# Refinish Polished Ti Light??



## GVS_Lakers (Aug 20, 2008)

Is it possible to put a Ti head and battery tube back on the lathe to get it back from a hi-polish finish, or could someone recommend a technique to accomplish something similar? I find the hi-polish to be too slippery, I want the original milling texture back.


----------



## tx101 (Aug 20, 2008)

I no expert, but I would try bead blasting


----------



## GVS_Lakers (Aug 20, 2008)

My experience with bead blasting is it really picks up dirt and fingerprints...:thinking:


----------



## precisionworks (Aug 20, 2008)

> , I want the original milling texture back.


You'll never get that EXACT finish without remachining the parts. Each machine tool produces a finish that varies with speed, feed, depth of cut, and type of tool used - almost like a finger print.

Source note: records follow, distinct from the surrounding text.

PR #616, opened 2026-04-21
feat(supervisory-state): TaskNode + :supervisory/task-node-upserted (N5-δ3 §2.3)

H31MDALLR:
## Summary

First of the N5-δ3 producer-side implementation PRs. Projects DAG task state from the existing \`:task/state-changed\` fine-grained events into a TaskNode entity, emitted on the supervisory snapshot path so the Rust TUI (and any other consumer) can render N5 §3.2.5 DAG Kanban without recomputing state locally.

- **TaskNode** open map added to \`schema.clj\` with open \`:task/status\` (state-profile system can add statuses without a spec bump) and closed \`:task/kanban-column\` (display contract).
- **Status → Kanban column** mapping per spec table; unknown statuses fall back to \`:blocked\` so they surface visibly rather than silently landing in \`:done\`.
- **Opportunistic context fields** (description / type / component / dependencies) populated from \`:task/context\` when the scheduler emits them; later events preserve prior values.
- **Timestamps**: \`:started-at\` on first entry to \`:active\`, \`:completed-at\` on first entry to \`:done\`, \`:elapsed-ms\` recomputed each update.
- Emitter + \`diff-and-emit!\` extended; \`handle-event!\` ignore set widened to break re-emit loops; replay handler trusts snapshot carry.

## What's not here (follow-ups)

- Rust consumer side (\`TaskNode\` struct + \`SupervisoryState.tasks\` + \`StateManager\` dispatch) — separate PR in miniforge-control
- TUI DAG Kanban view rendering the six columns — separate PR in miniforge-control

## Test plan

- [x] 11 new unit tests in \`accumulator_test.clj\` / \`core_test.clj\` — all 12 known statuses mapped, unknown-status fallback, context preservation, timestamps, live-emit, snapshot-replay
- [x] 40 supervisory-state tests total / 104 assertions — all green
- [x] Pre-commit (clj-kondo, markdown format, GraalVM/Babashka) — pass

Refs: N5-δ3 §2.3, §3.3, §4.3 (merged in #611 + #614)

### DIFF
--- a/components/supervisory-state/src/ai/miniforge/supervisory_state/accumulator.clj
+++ b/components/supervisory-state/src/ai/miniforge/supervisory_state/accumulator.clj
@@ -28,6 +28,8 @@
    This namespace knows nothing about emission, persistence, or threading.
    It is a pure function from an event-stream prefix to an EntityTable."
   (:require
+   [clojure.edn :as edn]
+   [clojure.java.io :as io]
    [clojure.string :as str]))
 
 ;------------------------------------------------------------------------------ Layer 0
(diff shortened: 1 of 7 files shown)


components/supervisory-state/src/ai/miniforge/supervisory_state/accumulator.clj
```diff
@@ -273,6 +273,87 @@
                    recommendation (assoc :pr/recommendation recommendation))]
     (assoc-in table [:prs k] scored)))
 
+;------------------------------------------------------------------------------ Layer 1
+;; TaskNode handlers (N5-δ3 §2.3, §3.3)
+
+(def status->kanban-column
```
H31MDALLR: This is configuration, so it should be data.

H31MDALLR: Fixed in ea77438 — `status->kanban-column` now lives in `components/supervisory-state/resources/config/supervisory-state/task-kanban-mapping.edn`, loaded lazily via a `delay`. Same pattern used for `pr-scoring` triggers in #608. The `:blocked` fallback for unknown statuses stays in the accumulator code (it's the projection rule, not the mapping table). New test asserts the loader reads real data rather than a compiled-in literal.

> I would try bead blasting


You may like that. The surface is a subdued, nonreflective finish. Chris Reeves uses bead blast for his Sebenza folder handles (the blades are stonewashed in ceramic tumbling media):











If you don't have abrasive blasting available, a maroon ScotchBrite pad will knock down the slick finish & give a bit better grip. If that's still too fine, try 600 grit wet-or-dry, then 400, then 240. Somewhere bewteen those grits will probably be as close as you can come to what you want.


----------



## tx101 (Aug 20, 2008)

GVS_Lakers said:


> My experience with bead blasting is it really picks up dirt and fingerprints...:thinking:



I think your thinking about something else 

Have you seen McGizmos personal Sundrop XP

look here, its the third photo 

https://www.candlepowerforums.com/threads/203816


----------



## GVS_Lakers (Aug 20, 2008)

I have owned Sebbies, and that finish isn't too bad. I guess it would depend on the media used when blasting.....I might be open to the possibilities. The light I am speaking of is in fact a PD, could it be chucked back up and have a few thousands taken off....of would that require a special fixture to accomplish?


----------



## jch79 (Aug 20, 2008)

Man, I have a bunch of bead blasted Ti lights, and they don't pick up ANY dirt or especially finger prints - it's the total opposite IMHO.
john


----------



## GVS_Lakers (Aug 20, 2008)

So what media would be best for a light texture, where could one get it done?


----------



## Anglepoise (Aug 20, 2008)

GVS_Lakers said:


> Is it possible to put a Ti head and battery tube back on the lathe to get it back from a hi-polish finish, or could someone recommend a technique to accomplish something similar? I find the hi-polish to be too slippery, I want the original milling texture back.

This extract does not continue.